Research output: Contribution to journalArticlepeer-review

9 Scopus citations

Abstract

Study Objectives: To describe changes in length of stay and same-day discharges (SDDs) after minimally invasive hysterectomy (MIH) over the last decade and forecast anticipated utilization over the subsequent decade. Design: Cross-sectional analysis. Setting: American College of Surgeons National Surgical Quality Improvement Program database. Patients: All benign MIH excluding joint cases with concomitant nongynecologic surgery in the 2011 to 2019 National Surgical Quality Improvement Program datasets, identified by Current Procedural Terminology code. Interventions: A descriptive analysis of changes in the estimated length of stay and utilization of SDD from 2011 to 2019. Multivariable negative binomial regression assessed for individual-level risk factors for prolonged hospital stay and autoregressive linear forecasting estimated the growth of SDD through 2029. Measurements and Main Results: A total of 239 220 MIH were identified.

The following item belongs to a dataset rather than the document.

PR #1163, opened 2023-06-06
use pod informers for listing pods in removepodsviolatingtopologyspreadconstraint and removepodsviolatinginterpodantiaffinity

Over the 9-year period, SDD increased by 10.7% across all MIH. However, in 2019, SDD represented only 29.8% of total MIH discharges and utilization varied by surgical approach (laparoscopic hysterectomy, 35.4%; vaginal hysterectomy, 18.6%; laparoscopic-assisted vaginal hysterectomy, 19.6%) and a surgical indication of pelvic organ prolapse (32.7% without and 13.9% with prolapse). Multivariable models controlling for patient characteristics showed independent associations of route and indication for MIH and length of stay (adjusted relative rate, 1.30; 95% confidence interval [CI], 1.29–1.32 for vaginal hysterectomy, and adjusted relative rate, 1.12; 95% CI, 1.11–1.14 for prolapse); however, these individual-level factors provided limited information explaining variation in the length of stay (model pseudo-R2, 0.054). Forecasting models suggest that utilization of SDD will grow to 48.5% (95% CI, 38.7–58.4) by the end of 2029. Conclusion: Although the estimated length of stay is decreasing among MIH over time, the utilization of SDD remained low in 2019 and was not explained by patient factors. If current trends hold, SDD utilization is not forecast to exceed 50% through 2029. Additional efforts focused on the provider and institution level are needed to encourage SDD as the standard of care for MIH.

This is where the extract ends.